Top of Materials provided

PR #1382, opened 2015-01-15
[Sprint 41] XD-2570 - Create a new Broadcast Stream per thread

markpollack:
Also XD-2586 Update to Reactor 2.0 build snapshots


build.gradle
```diff
@@ -345,6 +345,7 @@ project('spring-xd-reactor') {
 	dependencies {
 		compile "io.projectreactor:reactor-core"
 		compile "org.springframework.integration:spring-integration-core"
+		compile "org.springframework.integration:spring-integration-expression"
```
ericbottard: Fool me once, shame on you. Fool me twice, shame on me: I'm not falling in your trap again; The groupId/artifactId is wrong here

spring-xd-reactor/src/main/java/org/springframework/xd/reactor/MultipleBroadcasterMessageHandler.java
```diff
@@ -0,0 +1,196 @@
...
+import reactor.rx.stream.Broadcaster;
+
+import java.lang.reflect.Method;
+import java.util.Hashtable;
+import java.util.Map;
+import java.util.concurrent.ConcurrentHashMap;
+import java.util.concurrent.ConcurrentMap;
+
+/**
+ * Adapts the item at a time delivery of a {@link org.springframework.messaging.MessageHandler}
```
ericbottard: Struck me too when reading the Rx version, maybe this should read "item-at-a-time" (with dashes). At least for non-english natives, eases reading

spring-xd-reactor/src/main/java/org/springframework/xd/reactor/MultipleBroadcasterMessageHandler.java
```diff
@@ -0,0 +1,196 @@
...
+ * by delegating processing to an Stream based on a partitionExpression.
+ * <p/>
+ * The specific Stream that the message is delegated is determined by the partitionExpression value.
```
ericbottard: missing "to" in "the message is delegated to"

spring-xd-reactor/src/main/java/org/springframework/xd/reactor/MultipleBroadcasterMessageHandler.java
```diff
@@ -0,0 +1,196 @@
...
+            broadcasterToUse.onNext(message);
+        } else if (ClassUtils.isAssignable(inputType.getRawClass(), message.getPayload().getClass())) {
+            broadcasterToUse.onNext(message.getPayload());
+        } else {
+            throw new MessageHandlingException(message, "Processor signature does not match [" + message.getClass()
+                    + "] or [" + message.getPayload().getClass() + "]");
+        }
+
+        if (logger.isDebugEnabled()) {
+            Controls controls = this.controlsMap.get(Thread.currentThread().getId());
```
ericbottard: Hardcoded expression here, which may not be the one we want

build.gradle
markpollack: Doh!

spring-xd-reactor/src/main/java/org/springframework/xd/reactor/MultipleBroadcasterMessageHandler.java
markpollack: sure

spring-xd-reactor/src/main/java/org/springframework/xd/reactor/MultipleBroadcasterMessageHandler.java
markpollack: I think we have this approach in a bunch of other places...e.g. hardcoded....

ericbottard: What I'm saying is that this map is populated by using the SpEL partition expression. There is no reason that it maps to either a String, let alone a Thread id

markpollack: Yes, this is indeed wrong.  Should be fixed.  Thanks for catching.  The SpEL expression should be used instead.

markpollack:
Moving into spring-xd-modules

PR #1511, opened 2015-03-20
[Sprint 45] XD-2837 Admin scripts to include hadoop classpath

ilayaperumalg:
- Setup and add hadoop classpath into XD-admin JVM classpath

### DIFF
--- a/scripts/xd/xd-admin
+++ b/scripts/xd/xd-admin
@@ -67,17 +67,42 @@ cd "$SAVED" >&-
 
 APP_HOME_LIB=$APP_HOME/lib
 CLASSPATH=$APP_HOME/modules/processor/scripts:$APP_HOME/config:$APP_HOME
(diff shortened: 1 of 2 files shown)


ericbottard:
This works (tested the *nix version) and allows one to successfully upload a module to HDFS with `xd-admin`.

However,
* The admin does not need full "distro specific" support, merely the ability to write to Hdfs using `HdfsResource`. I don't know if this is possible without needing to choose a specific distro
* The way this is done (similar to container) is really brittle at the moment. But there is a story dealing with hadoop classpath in the next sprint, so merging this as is
* For the same reasons, not worrying too much about the inclusion of `hadoopDistro` in the usage message

ericbottard:
Merged as 47fa882c2fdcf9c1880c044b1035bc78a4f62166

PR #1512, opened 2015-03-22
[XD-2769] Making receive() and receivePayload() consistent with Spring Integration

kdowbecki:
Should tests for changed classes be provided with this pull request? I searched the project but I haven't found existing tests for NamedChannelSink, please point me in the right direction.

### DIFF
--- a/spring-xd-dirt/src/main/java/org/springframework/xd/dirt/test/process/SingleNodeProcessingChain.java
+++ b/spring-xd-dirt/src/main/java/org/springframework/xd/dirt/test/process/SingleNodeProcessingChain.java
@@ -57,7 +57,6 @@ public class SingleNodeProcessingChain extends AbstractSingleNodeProcessingChain
 		return sink.receivePayload(timeout);
 	}
 
-
 	@Override
 	public void send(Message<?> message) {
 		source.send(message);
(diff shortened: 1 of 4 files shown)


garyrussell:
We can't use blocking `receive()` in tests (see my comment on the JIRA); use a long enough timeout instead.

dturanski:
I would even be ok removing receive() and receivePayload() from NamedChannelSink. The tests for these classes are in ExampleProcessingChainTests.

dturanski:
@garyrussell, @kdowbecki  I think it's best if we remove receive() and receivePayload() altogether since  blocking methods should never be used for tests and backing with a long timeout is 1) inconsistent and 2) difficult to choose an appropriate value.

kdowbecki:
I like those blocking methods because I prefer to enforce hard timeouts globally. From where I stand using a blocking ```receive()``` or ```receive(int)``` with huge timeout is equally bad.

Ideally there should be a way to distinguish between timeout and no message produced by the component (e.g. Spring Integration <service-activator requires-reply=false/> or <filter/> inside the module). Currently it's always timeout and null is returned from receive(int ).

If you think that removing them will improve the test framework usability and guard developers from doing a build-halting mistake please go ahead. As it is written now ```receive()``` can't be used so no one should complain.

dturanski:
closed https://github.com/spring-projects/spring-xd/commit/a5a6a556420a7a07024a08bcc2df526d608c8171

Bottom of Materials provided

- Work to complete
Go through the entries above and report each line with the string "else" in it.

- Written response
+        } else if (ClassUtils.isAssignable(inputType.getRawClass(), message.getPayload().getClass())) {
+        } else {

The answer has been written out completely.